How about - if employed as a constant this serves as a tool to silence all discontent, injects self censorship of fear of getting banned based on an unclear criteria, manipulates the political process, and only remains in place, so larger entities in the media space are even thinkable, without people being turned off by those network leads actual opinions on whats good or bad in society as a whole?

Currently their 'actual opinions', independent of their actions, are hidden behind "we dont know them yet, maybe science can come up with what opinion we will have on this in the future".

Wasnt that the motive behind first hiding them (we are only a public carrier), and is now behind containing a public narrative, that on certain issues has to be entirely void of criticism, resorting to censorship of the worst kind - as in one, that if people dont conform gets them put on the sidelines of society - unable to participate, at the whim of some floaty consensus forming in the minds of some tech CEOs?

Whats the 'family cheating' and 'free speech always had limitations' doing in there. I mean, sure - but come on. Thats not the way to rectify that form of overreach.


----------



## wartutor (Jan 11, 2021)

D34DL1N3R said:


> This may be even more hypocritical than anything Tabitha has posted. Maybe. What a complete load of bullshit.


Dont know what's hypocritical about my post. How about you elaborate and tell me how my opinion is wrong. Go ahead and tell everyone how they should think while you are at it. This is what happens when these over privileged idiots get together and for what is now called cancel culture. If you dont agree with their ideas they instantly just call your opinion ignorant, racist, or even outright compare people to nazi's so go ahead tell me how I'm wrong when I see people passed off, believing they are not being heard, and being oppressed.
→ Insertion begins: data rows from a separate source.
PR #992, opened 2020-12-17
Updated build to package the binary as a library, so can reuse compon…

89jd:
Changes to have OSX functionality of showing windows that match current application as well as existing that shows all windows open.

I created as a plugin for now, so didn't need to recompile and install gala on my machine. But ultimately, would be best if I subclassed WindowOverview, and then just override the 1 bit I need to cut down on code changes.

Let me know if there is anything I can do.

I have tested, and works as expected for me

Cheers

Jack

### DIFF
--- a/.gitignore
+++ b/.gitignore
@@ -47,3 +47,4 @@ po/Rules-quot
 po/stamp-po
 src/gala
 build
+.vscode/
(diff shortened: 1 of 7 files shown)


89jd:
I am not sure why it is isn't building. Works for me. Again, happy to change if any ideas

jeremypw:
CLosing as not reviewed/actioned after 2+yrs and conflicts

Issue #926, opened 2020-10-06
Background flashes while switching workspaces with multiple displays


danrabbit:
While using multiple displays, the background flashes while switching workspaces using keyboard shortcuts.

My guess is that this has to do with a kind of hacky thing that was done to give the illusion of space between workspaces. Gala is drawing over the workspace instead of them actually being spread apart during the animation. So we can probably remove that completely

hanaral:
Can confirm this, it seems to shift the background image in the animation and then ping back to its 'true' position. It does this with vertical displays too even with single display layouts but I might need to open a seperate report for that.

JoseExposito:
It is completely replacing the wallpaper in the current desktop with a grey square. The animation is too fast to notice it, but if you slow it down it is easier to see.

This was driving me crazy!

PR #994, opened 2020-12-19
Background disappears while switching workspaces with multiple displays

JoseExposito:
Fix https://github.com/elementary/gala/issues/926


cassidyjames:
Ha, I'm actually seeing the opposite effect with this branch; when switching workspaces, the wallpaper disappears and then snaps back when the animation is done. In master, the animation seems pretty misaligned and this branch _does_ fix that, though.

JoseExposito:
Could you try again @cassidyjames ? My monitors have the same size and, turns out, that was an edge case.
I tested changing the resolution and it works, no matter the how you align them. But I appreciate if you test it with other hardware.

cassidyjames:
@JoseExposito yes, the latest commit fixes the issue for me. This looks great, now!

cassidyjames (approved):

PR #1115, opened 2021-04-25
Fix #1112: Adjust gap between notification bubbles

### LINKED ISSUE #1112: Giant size between notifications
When receiving several notifications together there is a giant space between the view 
I am on the latest version of ElementaryOS 6

Captura de pantalla de 2021-04-13 16-00-48 (copia)

JoseExposito:
The actor size was used to calculate the gap between the notificatification
bubbles. The actor was reporting a bigger height because the window
shadow is taken into account to calculate the height.

Use the window frame height instead of the actor height.


meisenzahl (approved):
Well done 🚀️

## Before

Bildschirmfoto von 2021-04-25 11-56-41

## After

Bildschirmfoto von 2021-04-25 11-57-21

PR #1119, opened 2021-04-30
Introduce a Launch-or-Focus Application Switcher

felix-andreas:
Supersedes #585

This PR introduces a new Application Switcher which let's the user bind any application to a <kbd>Launch-or-Focus</kbd> shortcut which ...

* ... launches the application, if it is not running.
* ... focuses the application, if it is running.

Pressing the <kbd>Launch-or-Focus</kbd> shortcut multiple times cycles through the different open windows of the application. In other words: an *application-specific* <kbd>Alt</kbd><kbd>Tab</kbd> shortcut.

Additionally  <kbd>Ctrl</kbd> + <kbd>Launch-or-Focus</kbd> always opens a new window of the application regardless if there is already another instance running. (similar to the dock, but this is not implemented yet)

Applications can be bound to a shortcut via the [system settings keyboard-plug](https://github.com/elementary/switchboard-plug-keyboard/pull/358). For demonstration purposes some default applications are bound to the following shortcuts:

| Application | Shortcut |
| --- | --- |
| Text Editor | <kbd>Super</kbd> <kbd>E</kbd> |
| File Manger | <kbd>Super</kbd> <kbd>M</kbd> |
| Web Browser | <kbd>Super</kbd> <kbd>B</kbd> |
| Terminal | <kbd>Super</kbd> <kbd>T</kbd> |

## Motivation

Most of the current possibilities of switching between different windows rely on some "state" which the user has to keep track of in order to build up muscle memory. Therefore switching windows, when working with many applications at the same time, can add a some cognitive workload to the user:

* For <kbd>Alt</kbd><kbd>Tab</kbd> the "state" would be the order of windows. It works great when toggling between two different application, but scales bad with increasing number of windows as the user has to keep track of the ordering in the window stack, which makes it hard to build up muscle memory.
*  For the **Mutlitasking View / Window Overview** the "state" would be the position of windows. As these change depending on which applications are running, it is also not possible to learn/build up muscle memory using a mouse or the <kbd>Super</kbd><kbd>Down</kbd> + <kbd>Arrow Keys</kbd> shortcuts.
* For **Workspaces** the "state" would be set of windows on the different workspaces. Learn/build up muscle memory for the <kbd>Super</kbd><kbd>Number</kbd> shortcuts, would require to setup applications so that they are always on the same workspace (see [Blockbuster](https://github.com/donadigo/blockbuster)). But his workflow might not be suitable for every user and the numbering also breaks down if one of the applications isn't running.
* The **dock** is in that sense "state-less", but has no keyboard shortcuts.

The goal of this PR is to introduce a <kbd>Launch-or-Focus</kbd> shortcut which is in that sense "state-less" that always leads to the same outcome: Regardless of whether the application is running or not, on which workspace its window is on and what position it has in the window stack, the <kbd>Launch-or-Focus</kbd> shortcut always brings the user to the application.

Due to the shortcut being "state-less", it possible for the user to learn/build up muscle memory for it. Switching between windows is a very fundamental operation when using a computer and I think that something like <kbd>Launch-or-Focus</kbd> shortcut could significantly increase the workflow for many people.

## Prior Art

* [jumpapp](https://github.com/mkropat/jumpapp) (does not work with Wayland)
* [Run-or-raise GNOME 3 extension](https://github.com/CZ-NIC/run-or-raise)

## ⚠️ Disclaimer ⚠️

Remove this plugin when switching back to the main branch: 

```rm /usr/lib/x86_64-linux-gnu/gala/plugins/libgala-launch-or-focus.so```

Otherwise gala crashes when logging in again!


jeremypw:
Sounds interesting but I am not sufficiently familiar with Gala coding to review this properly.

JoseExposito:
What do you think about this @elementary/ux ?

IMHO, this would be great to have, I'd use <kbd>⌘</kbd> <kbd>T</kbd> a lot :) However, I think that integrating this with [switchboard-plug-applications](https://github.com/elementary/switchboard-plug-applications) or at least [shortcut-overlay](https://github.com/elementary/shortcut-overlay) is mandatory to make shortcuts easy to discover.

jeremypw:
It might be easier to split this into two PRs - one dealing with standard apps and one dealing with custom shortcuts.  Then we can think about whether there is a way of not limiting the number of custom apps to 10 which seems rather ugly. E.g. is it not possible to use a setting that is a map of desktop ids to shortcuts rather than a separate setting for each custom app.

I'd like to get this merged at least for standard apps.

jeremypw:
Am I right in thinking that there is a separate shortcut for the launch-or-focus behaviour? This could be confusing. If this behaviour is desirable than maybe it should apply automatically to existing app shortcuts? Or have a toggle to turn it on/off globally?

andreasfelix:
> Am I right in thinking that there is a separate shortcut for the launch-or-focus behaviour? This could be confusing. If this behaviour is desirable than maybe it should apply automatically to existing app shortcuts? Or have a toggle to turn it on/off globally?

My intention was to make this the default behavior when opening apps using a shortcut. (See https://github.com/elementary/switchboard-plug-keyboard/pull/358)

andreasfelix:
> It might be easier to split this into two PRs - one dealing with standard apps and one dealing with custom shortcuts. 

OK! The last commit removed the ability to bind non-default applications.

> Then we can think about whether there is a way of not limiting the number of custom apps to 10 which seems rather ugly. E.g. is it not possible to use a setting that is a map of desktop ids to shortcuts rather than a separate setting for each custom app.

Yes, I must admit that my solution was not particularly elegant  :smile: . Using some kind of map which is not limit to 10 apps is probably possible. I have tried something like this in the commit https://github.com/elementary/gala/pull/585/commits/99b6eafe408aa58a0d012c9841d2f9c62fb2f819 of the old PR #585. I can't remember what was the problem, but it didn't quite work out. So I went with the ugly solution, which at least worked...

jeremypw:
The switchboard plug uses a relocatable schema to store info an arbitrary number of custom shortcuts (limited to 100 I assume for performance or key availability reasons).  Files uses a variant setting to store info on an arbitrary number of tabs to restore.

andreasfelix:
> The switchboard plug uses a relocatable schema to store info an arbitrary number of custom shortcuts (limited to 100 I assume for performance or key availability reasons). Files uses a variant setting to store info on an arbitrary number of tabs to restore.

Yes, but as we split up this PR this will be a concern of the next PR. Or?

jeremypw:
Yes, I think individual settings are acceptable for a fixed list of native apps.

PR #1135, opened 2021-05-12
Drag to launch

andreasfelix:
I just noticed that this branch got lost when I deleted my gala fork. 

Reopening this because its needed for https://github.com/elementary/dock/pull/62

The code is kinda messy and this could probably improved by rebasing this branch on https://github.com/elementary/gala/pull/963. But it works and should be good enough as a prototype.

I will leave it like this until a decision is made if this feature would be accepted.


danirabbit:

PR #1156, opened 2021-05-25
a11y: Delay dwell click timer animation

### LINKED ISSUE #1152: [Feature Request] Add delay to Long press Secondary Click cursor animation
## Describe the Issue
When Long-press secondary click is enabled, a very helpful circular wipe animation will appear to show how long we need to continue holding the click for. The long-press to secondary click will also be very helpful for those who are using eOS on a touch screen device.

However, this gets annoying really quickly when clicking, as the circular animation will start immediately upon the first click, regardless of whether the button is held. I think that this annoyance will especially affect those who are on devices that can support physical mice or touchpads (e.g. touch screen laptops, 2-in-1 laptops).

https://user-images.githubusercontent.com/25283178/119231932-c106e180-bb55-11eb-9259-9dbc86d126e8.mp4

## Suggestion
Add a delay (maybe 0.2s) before the animation starts, so that the animation will not play in a typical single click or double click.

e.g.
- Enable Long-press to secondary click
- Set delay to default 1.2s
- if (hold > 0.2s): startCircularWipeAnimation(1)    #total 1.2 seconds of "animation"

JoseExposito:
Add a delay to the dwell click timer animation so the circle is not displayed when the user click quickly.

libinput uses a timeout of 180ms when tapping is enabled. Use that value plus a safety margin so the animation is never displayed when tapping.

Fix #1152

### DIFF
--- a/src/Widgets/DwellClickTimer.vala
+++ b/src/Widgets/DwellClickTimer.vala
@@ -22,6 +22,13 @@ namespace Gala {
 
         private const double START_ANGLE = 3 * Math.PI / 2;
 
+        /**
+         * Delay, in milliseconds, before showing the animation.
+         * libinput uses a timeout of 180ms when tapping is enabled. Use that value plus a safety
+         * margin so the animation is never displayed when tapping.
+         */
+        private const double DELAY_TIMEOUT = 185;
+
         private int scaling_factor = 1;
         private int cursor_size = 24;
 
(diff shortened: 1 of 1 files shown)


danrabbit (changes requested):
Introducing the delay makes sense to me and it seems to work as expected. The only issue I'm noticing is that now the pie animation always starts partially completed. Perhaps we should subtract the delay amount from the timer so that the pie starts animating after the delay?

JoseExposito:
Good point, fixed :+1:

danrabbit (approved):
Great job! Much cleaner

PR #1161, opened 2021-06-04
Workspaces icons/folders make a weird pattern/shape when changing screen resolution

### LINKED ISSUE #1158: Workspaces icons/folders make a weird pattern/shape when changing screen resolution (EOS 6 beta)
## What Happened
I have a dell laptop with a 4k screen. I have changed the screen resolution to 1080p to get rid of the lag that I have been experiencing due to the lack of nvidia on the beta and the intel graphics (UHD 620) not being able to handle the UI animations quiet well on a 4k screen. So, today, I have decided to run "freetube" on one workspace and browse the internet on another. When I went into "overview" by swiping 3 fingers up, this happened:

Screenshot_20210527-144528_Gallery
A reboot did fix it, but I can easily recreate it by changing the resolution between 1080p and 4k and not reboot. Basically, every time I change the resolution, I'd have to reboot, otherwise, this will happen. And the weird shape changes to different shapes each time I recreate it, but I have only captured this one.
On a side note: I don't know if this intentional or not, but I can't take a screenshot while in "overview" mode. Just thought I'd bring this up here, too.

## Expected Behavior
Woekspaces icons/folders should look normal even after changing screen resolution

## Steps to Reproduce
If you have a 4k laptop (that is all I have, so I don't know if the same would happen on other laptops), change the resolution from 4k to 1080p (or vice versa and any other resolution), don't reboot after that, then swipe 3 fingers up to get into "overview" mode.

Dell laptop
Quad-Core Intel® Core™ i7-8550U CPU @ 1.80GHz
Intel® UHD Graphics 620 (Kabylake GT2)/hybrid with Nvidia geforce M130

JoseExposito:
Easier to review commit by commit.

I'm not specially happy with the last commit (IconGroupContainer: Force re-layout) but I wasn't able to find a way to force the layout to be recalculated. Suggestions to improve it are welcome.

Fix #1158

### DIFF
--- a/src/Widgets/IconGroup.vala
+++ b/src/Widgets/IconGroup.vala
@@ -30,6 +30,7 @@ namespace Gala {
         const int PLUS_SIZE = 8;
         const int PLUS_WIDTH = 24;
 
+        const int CLOSE_BUTTON_SIZE = 36;
         const int SHOW_CLOSE_BUTTON_DELAY = 200;
 
         /**
@@ -178,6 +179,7 @@ namespace Gala {
 
             if (show) {
                 show_close_button_timeout = Timeout.add (SHOW_CLOSE_BUTTON_DELAY, () => {
+                    place_close_button ();
                     close_button.visible = true;
                     close_button.opacity = 255;
                     show_close_button_timeout = 0;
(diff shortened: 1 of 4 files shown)


danrabbit (approved):
Works for me! Nice job :)

PR #1163, opened 2021-06-10
Multitasking view: fix scaling factor bugs

JoseExposito:
The multitasking view has a few issues when the scaling factor is changed.

This PR fixes them. Easier to review commit by commit.


cassidyjames (approved):
Nice work!

PR #980, opened 2020-12-03
Add initial support for Mutter 40

tintou:

PR #1181, opened 2021-07-14
[Follow up] Add initial support for Mutter 40

JoseExposito:
Follow up of @tintou's work to migrate Gala to Mutter 40.

He made all the hard work, I just rebased his branch on master, solved a bunch of conflicts and a couple of errors so it compiles with Mutter 40. Tested on Fedora 34.

When running it, `IconGroup.draw` crashes because `icon_container` is `null`:

```csharp
        bool draw (Cairo.Context cr) {
            var scale = InternalUtils.get_ui_scaling_factor ();

            cr.set_operator (Cairo.Operator.CLEAR);
            cr.paint ();
            cr.set_operator (Cairo.Operator.OVER);

            var n_windows = icon_container.get_n_children (); // <- Here
```

I'm not sure if it's supposed to run in a GNOME Shell session.

-----------------

Also, including @davidmhewitt  so he can review my commit "DBusAccelerator: Device ID not available on Mutter 40". I think he was involved in the creation of that interface and we might have to adapt some pieces now that the device ID is not available.


JoseExposito:
Changed the target branch to @tintou's branch, so we can keep the conversation in one place.

tintou:
@JoseExposito I've rebased and updated my branch using fedora:34 container, if you want to look at it

JoseExposito:
Thanks a lot, closing this one in favor of https://github.com/elementary/gala/pull/980

Issue #658, opened 2019-12-12
Make Picture-in-Picture "mask" the window instead of drawing a region


cassidyjames:
Right now PiP works by drawing a rectangular region on the window, which has some issues:

- You only get one shot; if you mess up, you have to close PiP and start over
- The original window sticks around, meaning you have two copies of the content
- It's unclear what you're supposed to do when you hit the shortcut

Instead, we should switch to a corner grabber design that masks/clips the window down to the chosen PiP area, with an explicit "confirm" button to complete the area selection. Here is a sketch I did a while back:

![MVIMG_20191211_220137](https://user-images.githubusercontent.com/611168/70750746-3aa56980-1cec-11ea-9226-ee76bfd0745b.jpg)

And [here is a rough motion mockup on YouTube](https://www.youtube.com/watch?v=SDJYnZlqdn4).

worldofpeace:
Would be fab for https://github.com/elementary/gala/issues/646.

hanaral:
Gtk4 seems to have good builtin media player support, maybe something could be done with that?

PR #1192, opened 2021-08-05
PiP: Mask window

JoseExposito:
## Description

Work in progress PR to fix https://github.com/elementary/gala/issues/658

The current implementation of PiP has some usability issues:

- You only get one shot; if you mess up, you have to close PiP and start over
- The original window sticks around, meaning you have two copies of the content
- It's unclear what you're supposed to do when you hit the shortcut
- Only works on the active window, if you select a different window, you end up with a transparent PiP
- It get's activate event if it is not possible to use it. For example, on the desktop

## Status

- [X] Do not trigger PiP if it is not possible to use it. For example, on the desktop
- [X] Draw the selection area as mask over the target window
- [X] Allow to resize the selection area within the limits of the target window
- [X] Allow to drag & drop the selection area within the limits of the target window
- [X] Exit PiP clicking outside the selection area
- [X] Capture PiP when the enter key is pressed
- [X] Capture PiP with a confirm button in the middle of the selection area
- [X] Change mouse pointer icons
- [X] Hide window areas outside of the mask
- [ ] Don't display the PiP and the original window at the same time
- [X] Remove unused code (the `MIN_SELECTION_SIZE` branch in `pip/Main.vala`)
- [ ] Design & icons (cc @cassidyjames)


JoseExposito:
Hey @cassidyjames, I finished the functional changes but there are some UI elements I hope you can help me with:

- The icon in `data/confirm.svg` is a random icon. I'm sure you'll be able to draw something good... I just don't have talent 
- In `SelectionArea.vala` you can play with the constants `MIN_SELECTION` and `CONFIRM_BUTTON_SIZE`
- Colours are set in `draw_area` in case you want to change them

Feel free to push the changes and I'll squash them into the right commit so we keep the git log useful.

I'll request a code review from desktop devs once UX have checked it :wink:

JoseExposito:
> another option could be to leave the window in those contexts, and automatically exit PiP if it is selected to be focused. That way it's still easy to switch back in the normal flow of things and you don't get into a weird state where it feels like it is two separate windows.

@cassidyjames we have 2 representations of the window. The [Meta.Window](https://gjs-docs.gnome.org/meta8~8_api/meta.window), that is the  actual window and the [Meta.WindowActor](https://gjs-docs.gnome.org/meta8~8_api/meta.windowactor), that is what we draw on screen.

If we hide the actor, the actual window is still on screen and you can interact with it, even though you can not see it.

As far as I know, the only way to really hide the window is minimizing it. I though https://github.com/elementary/gala/commit/65586b07ff3c1339422c9c3722f0f7f0f5d05140 should work, and it does with GTK apps, but not with Chrome. It seems like Chrome is optimized to stop repainting while minimizing, so it is not possible to watch YouTube videos in PiP.

I'm going to revert the patch... As far as I know, this is possible at a lower level, but not using Mutter's API :confused: 

Let's see if @tintou knows a way of doing it :crossed_fingers:

cassidyjames:
@JoseExposito ah, dang. :cry: I suppose another (probably even more hacky?) method could be to put the window on a hidden workspace, or something?

JoseExposito:
@cassidyjames I believe that even if we hide the workspace from the multitasking view, it'd be possible to navigate to it by using shortcuts... It's the "problem" with using an opinionated API like Mutter instead of an unopinionated one like wlroots. It's great, simplifies things a lot and we get a ton of features for free, but sometimes, we are forced to follow their rules. 

This case is especially painful, `gtk_window_hide` does exactly what we want, Mutter has an API to check if a window [is hidden](https://gjs-docs.gnome.org/meta8~8_api/meta.window#method-is_hidden) but, it won't allow us to hide a window :confused: 

`Compositor.hide_window` looked for a moment like the API to use, but look how pointer events still affect the window. Even tooltips are displayed!


https://user-images.githubusercontent.com/1335948/131459116-92a7acc6-9bd2-40e8-b84f-709891179654.mp4


I'll try one last hack: Adding an invisible actor that grabs every event on the top of the window. If that fails, I'll quit Gala development xD

cassidyjames:
@JoseExposito ha, I look forward to your continued experiments. This feels so close UX-wise! And in the end if it doesn't work out, we could put it on the back burner and consider revisiting it if the Mutter API improves.

JoseExposito:
@cassidyjames it's official, now I have to quit 🤣 

The actor approach didn't work. In case someone looks into this, window.shadow, like minimize, stops YouTube videos, so it doesn't work either.

The best we can do is sending the PiP window to the bottom of the window stack so at least looses the focus.

I still think that the mask is easier to use than the current approach. Let me know if you want to merge that part (after adjusting styles, of course). Otherwise I'll close the PR.

cassidyjames:
@JoseExposito so, I'm hesitant about switching to this design if we don't have a way to hide (and stop passing inputs to) the underlying window. If we're unable to do that for now, I think we need to:

1. Keep the existing design from master, or
2. Update this to _not_ actually crop the window when you're positioning the PiP area, as it feels weird that it goes away and then comes back.

Maybe it's just best to punt on this for now…

JoseExposito:
@cassidyjames as you prefer. Option 2 is as easy as dropping the "pip: Hide window areas outside of the mask" commit, in case you want to test it.

If you prefer to stick with the current selection mode, feel free to close this merge request. We can always reopen it in the future.

cassidyjames:
@JoseExposito I think I'd rather punt on this and close it for now—it feels really close but I fear a halfway-there implementation will feel worse than either our current implementation or an ideal one. Happy to get feedback from @elementary/ux if anyone feels differently, though.

JoseExposito:
No problem, let's close it for now then.

danrabbit:
Should this be "draft" instead of "closed"? Typically closed branches end up getting deleted

JoseExposito:
Up to you. As far as I know, there is no API to implement the task "Don't display the PiP and the original window at the same time" in Mutter (main branch) at the moment. If we don't want to implement the mask selection, this PR is going to be hanging on GitHub for a long time.

PR #1193, opened 2021-08-06
editorconfig: Add trim_trailing_whitespace

JoseExposito:
Avoid linter issues by automatically removing trailing white spaces.

### DIFF
--- a/.editorconfig
+++ b/.editorconfig
@@ -7,6 +7,7 @@ charset = utf-8
 end_of_line = lf
 indent_size = tab
 indent_style = space
+trim_trailing_whitespace = true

I don't believe I said anything to far off the wall but go ahead supreme leader tell me how the fuck I should think.


----------



## D34DL1N3R (Jan 11, 2021)

wartutor said:


> Dont know what's hypocritical about my post. How about you elaborate and tell me how my opinion is wrong. Go ahead and tell everyone how they should think while you are at it. This is what happens when these over privileged idiots get together and for what is now called cancel culture. If you dont agree with their ideas they instantly just call your opinion ignorant, racist, or even outright compare people to nazi's so go ahead tell me how I'm wrong when I see people passed off, believing they are not being heard, and being oppressed. I don't believe I said anything to far off the wall but go ahead supreme leader tell me how the fuck I should think.



Well I certainly wasn't expecting you to cry. But okay. You telling everyone how they should think, while crying about those dirty liberals telling everyone how they should think is being a hypocrite. Are you satisfied now? Or am I going to get the typical deplorable loser "But but but!!!!" rebuttal? Sorry facts hurt your feelings so much. Deal with it, snowflake. So much melting and tears you morons could create an entire new ocean. Big baby.


----------



## Goku1992A (Jan 11, 2021)

I don't really "agree" with Trump getting banned but I get it. It is a hidden rule once you become a public figure free speech or not what you say can hurt against you regardless how your personal stance is on it.  America is a cliché they say this is land of the free but it's far from free.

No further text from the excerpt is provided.